▶ **ACTIVITY**
The reply should contain each record below, returned exactly as given.

▶ **INPUT FOR THIS TASK**
PR #337, opened 2020-11-17
Adds rollup metadata service that deals with initializing and crud operations

dbbaughe:
…erations for the a rollup metadata

*Issue #, if available:*

*Description of changes:*

### DIFF
--- a/src/main/kotlin/com/amazon/opendistroforelasticsearch/indexmanagement/rollup/RollupMetadataService.kt
+++ b/src/main/kotlin/com/amazon/opendistroforelasticsearch/indexmanagement/rollup/RollupMetadataService.kt
@@ -15,12 +15,407 @@
 
 package com.amazon.opendistroforelasticsearch.indexmanagement.rollup
 
+import com.amazon.opendistroforelasticsearch.indexmanagement.IndexManagementPlugin
+import com.amazon.opendistroforelasticsearch.indexmanagement.elasticapi.parseWithType
+import com.amazon.opendistroforelasticsearch.indexmanagement.elasticapi.suspendUntil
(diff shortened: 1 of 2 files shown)


src/main/kotlin/com/amazon/opendistroforelasticsearch/indexmanagement/rollup/RollupMetadataService.kt
```diff
@@ -15,12 +15,407 @@
...
+    }
+
+    /**
+     * Get the rounding strategy for the given time interval in the DateHistogram.
+     * This is used to calculate time windows by rounding the given time based on the interval.
+     */
+    // TODO: Could make this an extension function of DateHistogram and add to some utility file
+    private fun getRoundingStrategy(dateHistogram: DateHistogram): Rounding {
+        val intervalString = (dateHistogram.calendarInterval ?: dateHistogram.fixedInterval) as String
+        // TODO: Make sure the interval string is validated before getting here so we don't get errors
```
qreshi, line 242: Let's double check this to confirm when is the earliest point in the code that we catch an incorrect DateHistogram interval string. If it isn't caught before here, we would enter the `else` statement and may not handle the case correctly.

Perhaps we could leverage the DateHistogram builder and try to enter the given interval string and catch any exceptions that are thrown. If this approach is valid, we could even put it in the `init` of `Rollup` to validate early.

dbbaughe: Will cover TODOs and any cleanups needed in follow up PRs to unblock the PRs that depend on these.

qreshi (approved):

thalurur (approved):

▶ **ANSWER**
PR #337, opened 2020-11-17
Adds rollup metadata service that deals with initializing and crud operations

dbbaughe:
…erations for the a rollup metadata

*Issue #, if available:*

*Description of changes:*

### DIFF
--- a/src/main/kotlin/com/amazon/opendistroforelasticsearch/indexmanagement/rollup/RollupMetadataService.kt
+++ b/src/main/kotlin/com/amazon/opendistroforelasticsearch/indexmanagement/rollup/RollupMetadataService.kt
@@ -15,12 +15,407 @@
 
 package com.amazon.opendistroforelasticsearch.indexmanagement.rollup
 
+import com.amazon.opendistroforelasticsearch.indexmanagement.IndexManagementPlugin
+import com.amazon.opendistroforelasticsearch.indexmanagement.elasticapi.parseWithType
+import com.amazon.opendistroforelasticsearch.indexmanagement.elasticapi.suspendUntil
(diff shortened: 1 of 2 files shown)


src/main/kotlin/com/amazon/opendistroforelasticsearch/indexmanagement/rollup/RollupMetadataService.kt
```diff
@@ -15,12 +15,407 @@
...
+    }
+
+    /**
+     * Get the rounding strategy for the given time interval in the DateHistogram.
+     * This is used to calculate time windows by rounding the given time based on the interval.
+     */
+    // TODO: Could make this an extension function of DateHistogram and add to some utility file
+    private fun getRoundingStrategy(dateHistogram: DateHistogram): Rounding {
+        val intervalString = (dateHistogram.calendarInterval ?: dateHistogram.fixedInterval) as String
+        // TODO: Make sure the interval string is validated before getting here so we don't get errors
```
qreshi, line 242: Let's double check this to confirm when is the earliest point in the code that we catch an incorrect DateHistogram interval string. If it isn't caught before here, we would enter the `else` statement and may not handle the case correctly.

Perhaps we could leverage the DateHistogram builder and try to enter the given interval string and catch any exceptions that are thrown. If this approach is valid, we could even put it in the `init` of `Rollup` to validate early.

dbbaughe: Will cover TODOs and any cleanups needed in follow up PRs to unblock the PRs that depend on these.

qreshi (approved):

thalurur (approved):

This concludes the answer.